- Exercise requirements -
Nothing outside the range below should be printed. Output exactly the lines from the line with "Clicking one of" to the line with "- If the user has", both included.

Data for review section start

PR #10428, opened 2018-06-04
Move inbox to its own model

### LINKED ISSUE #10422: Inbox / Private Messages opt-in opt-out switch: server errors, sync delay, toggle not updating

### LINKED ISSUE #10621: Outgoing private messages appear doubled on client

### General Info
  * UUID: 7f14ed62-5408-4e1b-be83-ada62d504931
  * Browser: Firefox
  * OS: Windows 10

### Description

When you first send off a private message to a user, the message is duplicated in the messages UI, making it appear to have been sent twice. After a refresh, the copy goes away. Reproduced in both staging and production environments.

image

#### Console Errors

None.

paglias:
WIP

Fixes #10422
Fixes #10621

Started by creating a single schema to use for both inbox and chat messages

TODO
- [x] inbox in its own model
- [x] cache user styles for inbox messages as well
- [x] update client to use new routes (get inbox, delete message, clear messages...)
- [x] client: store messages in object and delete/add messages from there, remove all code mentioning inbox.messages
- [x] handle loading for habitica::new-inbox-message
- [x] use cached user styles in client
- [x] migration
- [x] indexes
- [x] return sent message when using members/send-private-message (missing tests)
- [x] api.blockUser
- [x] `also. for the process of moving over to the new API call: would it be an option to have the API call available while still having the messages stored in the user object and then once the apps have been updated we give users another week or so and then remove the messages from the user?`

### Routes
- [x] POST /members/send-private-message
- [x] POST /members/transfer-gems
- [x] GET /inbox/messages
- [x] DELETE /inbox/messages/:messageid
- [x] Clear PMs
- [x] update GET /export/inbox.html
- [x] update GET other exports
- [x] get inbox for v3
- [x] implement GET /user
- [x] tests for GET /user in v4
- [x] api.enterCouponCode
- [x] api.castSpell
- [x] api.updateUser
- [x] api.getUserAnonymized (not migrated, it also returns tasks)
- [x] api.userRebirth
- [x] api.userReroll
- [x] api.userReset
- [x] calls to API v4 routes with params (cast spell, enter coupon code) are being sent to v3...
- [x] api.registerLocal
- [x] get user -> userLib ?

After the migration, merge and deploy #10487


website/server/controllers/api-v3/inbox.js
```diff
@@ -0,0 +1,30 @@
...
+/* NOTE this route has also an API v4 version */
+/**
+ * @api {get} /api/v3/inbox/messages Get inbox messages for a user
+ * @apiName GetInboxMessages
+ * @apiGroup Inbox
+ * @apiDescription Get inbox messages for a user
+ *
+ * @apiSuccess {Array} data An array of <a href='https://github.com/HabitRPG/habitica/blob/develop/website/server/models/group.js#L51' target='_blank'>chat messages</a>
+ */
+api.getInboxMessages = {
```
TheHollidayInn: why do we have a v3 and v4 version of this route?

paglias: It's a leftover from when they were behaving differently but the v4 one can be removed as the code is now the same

Data for review section end
Data for review section start

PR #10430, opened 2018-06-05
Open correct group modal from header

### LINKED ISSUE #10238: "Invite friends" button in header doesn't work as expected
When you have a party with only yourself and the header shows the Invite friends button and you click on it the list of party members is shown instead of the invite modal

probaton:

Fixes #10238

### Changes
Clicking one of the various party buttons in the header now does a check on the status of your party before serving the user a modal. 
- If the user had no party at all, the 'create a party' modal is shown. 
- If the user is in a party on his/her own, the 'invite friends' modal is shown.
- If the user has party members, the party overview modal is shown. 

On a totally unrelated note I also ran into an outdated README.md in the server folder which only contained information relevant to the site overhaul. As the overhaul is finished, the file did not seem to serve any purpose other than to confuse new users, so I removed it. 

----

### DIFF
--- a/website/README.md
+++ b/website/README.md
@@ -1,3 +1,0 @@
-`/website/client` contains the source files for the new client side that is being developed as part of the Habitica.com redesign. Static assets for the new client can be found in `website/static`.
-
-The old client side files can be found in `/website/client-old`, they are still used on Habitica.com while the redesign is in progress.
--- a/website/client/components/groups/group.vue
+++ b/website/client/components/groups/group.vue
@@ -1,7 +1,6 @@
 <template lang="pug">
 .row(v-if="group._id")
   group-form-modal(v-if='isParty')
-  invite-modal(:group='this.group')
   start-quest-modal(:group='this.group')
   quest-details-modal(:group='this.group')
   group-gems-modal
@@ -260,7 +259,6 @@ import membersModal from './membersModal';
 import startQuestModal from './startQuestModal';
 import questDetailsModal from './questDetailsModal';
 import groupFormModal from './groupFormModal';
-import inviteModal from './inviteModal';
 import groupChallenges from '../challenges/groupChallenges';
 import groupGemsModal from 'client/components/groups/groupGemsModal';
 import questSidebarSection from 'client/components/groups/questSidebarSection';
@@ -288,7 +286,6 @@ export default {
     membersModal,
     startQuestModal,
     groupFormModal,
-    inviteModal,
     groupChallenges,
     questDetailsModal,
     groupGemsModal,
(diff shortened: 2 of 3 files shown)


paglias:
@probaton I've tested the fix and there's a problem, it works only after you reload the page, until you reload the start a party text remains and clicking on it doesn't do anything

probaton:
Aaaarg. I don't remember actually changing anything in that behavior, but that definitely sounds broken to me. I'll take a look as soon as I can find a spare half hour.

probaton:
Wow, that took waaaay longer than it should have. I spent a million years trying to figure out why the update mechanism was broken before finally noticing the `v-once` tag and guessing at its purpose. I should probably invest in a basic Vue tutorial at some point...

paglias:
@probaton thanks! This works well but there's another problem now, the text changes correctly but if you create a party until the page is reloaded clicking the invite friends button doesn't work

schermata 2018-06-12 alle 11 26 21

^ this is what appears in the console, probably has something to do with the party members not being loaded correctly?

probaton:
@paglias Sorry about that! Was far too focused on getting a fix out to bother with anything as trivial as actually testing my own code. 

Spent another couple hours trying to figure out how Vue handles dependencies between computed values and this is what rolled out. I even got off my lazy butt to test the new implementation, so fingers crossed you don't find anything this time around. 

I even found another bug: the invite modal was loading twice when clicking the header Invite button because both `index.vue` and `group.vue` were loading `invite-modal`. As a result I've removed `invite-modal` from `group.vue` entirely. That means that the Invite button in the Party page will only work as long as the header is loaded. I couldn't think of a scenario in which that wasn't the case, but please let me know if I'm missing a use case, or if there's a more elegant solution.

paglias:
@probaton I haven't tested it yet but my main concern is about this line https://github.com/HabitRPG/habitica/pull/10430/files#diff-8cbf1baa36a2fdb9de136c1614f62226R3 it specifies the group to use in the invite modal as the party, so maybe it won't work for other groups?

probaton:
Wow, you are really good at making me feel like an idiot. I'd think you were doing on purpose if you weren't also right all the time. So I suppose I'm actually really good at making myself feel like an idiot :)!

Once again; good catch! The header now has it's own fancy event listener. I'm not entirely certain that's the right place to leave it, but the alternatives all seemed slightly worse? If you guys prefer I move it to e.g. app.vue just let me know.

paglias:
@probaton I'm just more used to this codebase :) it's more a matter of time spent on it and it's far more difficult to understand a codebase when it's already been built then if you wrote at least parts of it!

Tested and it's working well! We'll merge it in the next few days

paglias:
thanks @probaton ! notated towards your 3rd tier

Data for review section end
Data for review section start

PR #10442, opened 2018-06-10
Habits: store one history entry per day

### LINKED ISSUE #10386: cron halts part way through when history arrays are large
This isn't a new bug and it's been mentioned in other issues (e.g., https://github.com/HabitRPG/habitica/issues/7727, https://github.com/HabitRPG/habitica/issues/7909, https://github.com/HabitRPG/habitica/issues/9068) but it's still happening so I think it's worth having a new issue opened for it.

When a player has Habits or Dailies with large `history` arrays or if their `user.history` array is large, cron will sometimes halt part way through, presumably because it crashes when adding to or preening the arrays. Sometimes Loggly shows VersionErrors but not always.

Data for review section end

- Written response -
Clicking one of the various party buttons in the header now does a check on the status of your party before serving the user a modal. 
- If the user had no party at all, the 'create a party' modal is shown. 
- If the user is in a party on his/her own, the 'invite friends' modal is shown.
- If the user has party members, the party overview modal is shown. 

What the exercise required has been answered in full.